┌──

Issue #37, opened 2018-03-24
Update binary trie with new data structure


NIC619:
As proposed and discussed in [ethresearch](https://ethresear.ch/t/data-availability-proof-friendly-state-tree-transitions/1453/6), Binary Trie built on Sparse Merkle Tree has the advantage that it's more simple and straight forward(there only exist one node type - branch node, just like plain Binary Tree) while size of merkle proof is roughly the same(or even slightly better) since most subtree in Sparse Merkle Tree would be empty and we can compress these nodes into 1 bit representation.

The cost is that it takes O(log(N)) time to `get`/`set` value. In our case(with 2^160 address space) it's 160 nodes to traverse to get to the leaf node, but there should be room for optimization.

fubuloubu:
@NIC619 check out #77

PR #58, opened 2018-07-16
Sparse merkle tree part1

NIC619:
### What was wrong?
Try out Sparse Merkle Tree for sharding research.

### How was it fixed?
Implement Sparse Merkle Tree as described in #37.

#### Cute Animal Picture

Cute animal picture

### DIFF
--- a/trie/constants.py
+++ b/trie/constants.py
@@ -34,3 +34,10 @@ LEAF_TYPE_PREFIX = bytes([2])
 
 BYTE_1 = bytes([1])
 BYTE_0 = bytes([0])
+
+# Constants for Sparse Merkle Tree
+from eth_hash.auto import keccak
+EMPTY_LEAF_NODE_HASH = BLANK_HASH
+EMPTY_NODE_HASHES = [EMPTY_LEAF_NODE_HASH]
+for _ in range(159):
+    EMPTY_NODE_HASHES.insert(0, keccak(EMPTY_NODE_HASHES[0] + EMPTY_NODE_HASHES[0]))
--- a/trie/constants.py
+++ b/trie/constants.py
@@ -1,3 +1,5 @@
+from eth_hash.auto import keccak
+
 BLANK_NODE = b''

└──
┌──

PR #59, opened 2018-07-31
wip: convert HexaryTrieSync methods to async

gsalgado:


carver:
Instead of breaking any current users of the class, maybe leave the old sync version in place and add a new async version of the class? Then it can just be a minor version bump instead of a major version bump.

└──
┌──

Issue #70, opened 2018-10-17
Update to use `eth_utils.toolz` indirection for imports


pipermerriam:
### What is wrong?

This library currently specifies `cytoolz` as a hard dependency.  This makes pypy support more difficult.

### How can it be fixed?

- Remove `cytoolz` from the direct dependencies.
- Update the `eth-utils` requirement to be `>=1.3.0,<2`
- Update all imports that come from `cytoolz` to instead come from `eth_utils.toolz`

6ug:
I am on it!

└──

Work request
The expected output is exactly the lines of the listing above between the line holding "the direct dependencies." and the line holding "I am on it!", inclusive.

Result below
- Remove `cytoolz` from the direct dependencies.
- Update the `eth-utils` requirement to be `>=1.3.0,<2`
- Update all imports that come from `cytoolz` to instead come from `eth_utils.toolz`

6ug:
I am on it!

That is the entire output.